Most People Can’t Value A Company (Let Alone The Entire Market)
Recently, I’ve been asking “regular” investors to tell me how much they think a company is worth. Invariably, their answers come in the form of the share price. (You may see the issue already.)
I get it, but this isn’t an answer. I’m not asking what the share price should be, I’m asking for a valuation (usually expressed as enterprise value) of the company. Most folks don’t see the market through the lens of value, but through the lens of share price.
This is just another reason to index and avoid timing the market, in my opinion.
So, how much is Apple worth?
Well, if you ask me, the biggest company in the world is worth about $200 per share (that’s a $3tn EV) based on some assumptions. See below.
This is based on a P/E multiple of ~30x on CY23 earnings estimates of $6.73. Apple shares have traded closer to 30x P/E following the re-rating on account of Services growth as well as expectations of better execution on the product cycle, which can be expected to be a multiple investors are willing to (return to) attributing to the company’s valuation. Beats will likely be driven by more sustainable secular drivers in iPhone and Services with a larger installed base, higher share in 5G smartphones, and better Services monetization — all together turning out to be a strategic advantage for the company.
Net cash should go from $72.7b to ~100b for 2023, and EV should break $3tn with an implied EV/EBITDA of 21x (currently it looks to be about 21x with a 135,163 EBITDA if we extrapolate to 144,852 EBITDA for CY23.)

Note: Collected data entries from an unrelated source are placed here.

PR #950, opened 2026-08-25
Ignore an invalid remote configuration (fix regression from 0.9.2)

### LINKED ISSUE #949: [Regression] v0.9.2: invalid SAST configuration
**Describe the bug**

After [0.9.2](https://github.com/DataDog/datadog-static-analyzer/releases/tag/0.9.2) (includes [#942](https://github.com/DataDog/datadog-static-analyzer/pull/942)), `datadog-static-analyzer` fails immediately with:

```text
Starting Static Analysis
Error: invalid SAST configuration: missing field 'schema-version'
Error: Process completed with exit code 50.
```

This started on CI with **no repo or workflow change**. The GitHub Action is pinned (`DataDog/datadog-static-analyzer-github-action@8340f18875fcefca86844b5f947ce2431387e552`, v3.0.0), but that Action still installs the analyzer from `releases/latest`, so 0.9.2 was picked up automatically.

The repo has **no** local `static-analysis.datadog.yml` or `code-security.datadog.yml`. The Action is given `DD_API_KEY` / `DD_APP_KEY`, so config comes from the Datadog remote config API.

Exit code 50 is `EXIT_CODE_INVALID_CONFIGURATION`. The error is printed here:

https://github.com/DataDog/datadog-static-analyzer/blob/0.9.2/crates/bins/src/bin/datadog-static-analyzer.rs

```rust
parse_sast_config(config_contents, schema).unwrap_or_else(|err| {
    eprintln!("Error: invalid SAST configuration: {err}");
    exit(EXIT_CODE_INVALID_CONFIGURATION)
})
```

**To Reproduce**

1. Use `DataDog/datadog-static-analyzer-github-action@v3.0.0` (or the SHA above).
2. Do **not** add a local `code-security.datadog.yml` / `static-analysis.datadog.yml`.
3. Pass Datadog API credentials (`dd_api_key`, `dd_app_key`, `dd_site`) so remote config is fetched.
4. Enable SAST, disable secrets, for example:

```yaml
- uses: DataDog/datadog-static-analyzer-github-action@8340f18875fcefca86844b5f947ce2431387e552 # v3.0.0
  with:
    dd_api_key: ${{ secrets.DD_API_KEY }}
    dd_app_key: ${{ secrets.DD_APP_KEY }}
    dd_site: datadoghq.eu
    secrets_enabled: false
    static_analysis_enabled: true
    cpu_count: 2
```

5. Run after 0.9.2 is `latest`. The **Install datadog-static-analyzer** step succeeds; **Run static analysis** fails in ~1s with the error above.

This was previously green on 0.9.1 with the same Action pin, same repo, and same remote-config setup.

**Expected behavior**

- Remote config without a Code Security `schema-version` should not fail the run.
- 0.9.1 parsed remote YAML with `file_v1::parse_yaml` and, on parse failure, **fell back** to local config or to no config + default rulesets.
- 0.9.2 returns remote YAML unparsed and always treats it as `ConfigFileSchema::CodeSecurity`, which requires `schema-version`. There is no fallback.
- The client still requests remote config with `schema_version=v1` (`QUERY_PARAM_SCHEMA_VERSION`). In this codebase `v1` is the **legacy** schema; Code Security is `v1.0` / `v1.5`. If the backend still returns legacy YAML (no `schema-version`, or `schema-version: v1`), 0.9.2 will fail exactly like this.
- 0.9.2 release does not report this breaking change
- Version pinning of https://github.com/chamelio-ai/datadog-static-analyzer-github-action is unstable and breaks in a situation like this one.

**Screenshots**

Image

**Additional context**

- Regression appears to come from the config-parser split in [#942](https://github.com/DataDog/datadog-static-analyzer/pull/942) (shipped in 0.9.2), not from the new `secrets.global-config` path options.
- Relevant 0.9.2 comment in `crates/cli/src/config_file.rs`:

  ```rust
  // The backend always serves the Code Security schema, whatever the local file used.
  Ok(Some((text, ConfigFileSchema::CodeSecurity, config_method)))
  ```

- In 0.9.1, a failed remote parse did **not** exit 50:

  ```rust
  let res = file_v1::parse_yaml(&text).inspect_err(|err| { /* fallback */ });
  let Ok(remote_yaml) = res else {
      return Ok(local_config.map(|c| (c, ConfigMethod::File)));
  };
  ```

---

MikaYuoadas:
## What

Restores the 0.9.1 fallback for configuration served by the backend. A payload that is not a usable Code Security document is ignored instead of failing the run.

0.9.2 parsed the served payload once, for both products, always as a Code Security document. Anything else failed the run, including the empty payload returned when there is nothing to merge.

Fixes #949

## How

Each product reads its own configuration, with its own parser, and only when that product is enabled. One product's section can no longer affect the other's run.

## Validation

0.9.1, 0.9.2 and this build were run side by side over 46 scenarios: both file names, valid and invalid `sast` and `secrets` sections including mixed ones, every combination of enabled products, and configuration coming from a local file, from the backend, or both. Served payloads covered the empty response, a legacy document, invalid YAML and an unknown major version.

Then end to end against a real backend across six states: no configuration at all, `sast` only, `secrets` only, both, a `secrets` section below the version that introduced it, and a forward minor version.

This build matches 0.9.1 everywhere 0.9.1 has a meaningful baseline, and a `secrets` configuration is applied as intended.


robertohuertasm-datadog (approved):
The parse isolation and remote fallback look right, and the file-level copies **make sense if the follow-up is a split into separate SAST and secrets codebases**. No ask to deduplicate this.

**Two leftovers** in the combined binary, **not blockers**:

- Double fetch + one config method line. When both products run (--enable-secrets true), each get_config hits the backend on its own, then sast_config_method.or(secrets_config_method) prints a single story. After the split, each process has one product, so no .or() and no two POSTs. Until then this is a wart on combined runs only.

- Four match/exit blocks. Same load-or-die shape is inlined twice in datadog-static-analyzer and twice in the git hook. After the split each binary keeps one. Deleting load_config_file is consistent with not leaving a shared helper to untangle later.

**Fine to merge as the pre-split shape.**

MikaYuoadas:
> The parse isolation and remote fallback look right, and the file-level copies **make sense if the follow-up is a split into separate SAST and secrets codebases**. No ask to deduplicate this.
> 
> **Two leftovers** in the combined binary, **not blockers**:
> 
> * Double fetch + one config method line. When both products run (--enable-secrets true), each get_config hits the backend on its own, then sast_config_method.or(secrets_config_method) prints a single story. After the split, each process has one product, so no .or() and no two POSTs. Until then this is a wart on combined runs only.
> * Four match/exit blocks. Same load-or-die shape is inlined twice in datadog-static-analyzer and twice in the git hook. After the split each binary keeps one. Deleting load_config_file is consistent with not leaving a shared helper to untangle later.
> 
> **Fine to merge as the pre-split shape.**

@robertohuertasm-datadog Agreed with all your point.
It’s inelegant but will be a bandaid while we wait for the split to clean this up.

In short, the market may be in drawdown, but $AAPL is still worth its pre-drawdown prices.
THERE ARE RISKS IN INVESTING, TOO.
The primary risks seem to be decelerating/contracting handset/smartphone markets that are faster than expected, or economic conditions that shift consumer demand. If there is an increase in competitive pressures in international markets, Apple’s shares may fail to deliver on the above expectations. Furthermore, the potential for tariffs (or taxes) present their own set of risks, albeit insignificant due to Apple’s corporate/capital structure, logistics layout, geographic footprint, and past maneuvering in the face of government restrictions.
Nobody Knows Anything So Just Index And Chill?
So, that’s one way to value a company….
I get a little confused about people speculating on the price movements of companies when they have never shown me that they can value ANY company. It’s not easy, but once you’re able to value companies in each industry, you’ll understand what I mean.
If you’re not able to do valuations on your investments, then yeah, you definitely should just index and chill. You can’t outsmart something that A) you don’t understand and B) outsmarts the smartest people on the planet.
But that’s just my 2 basis points. I could be wrong.
—Avery
Totally agree and I think hordes of investors are suddenly realizing this too. Interesting to look back at the crazy valuations that many investors rationalized during the recent boom. I'm not as optimistic as you are on Apple though.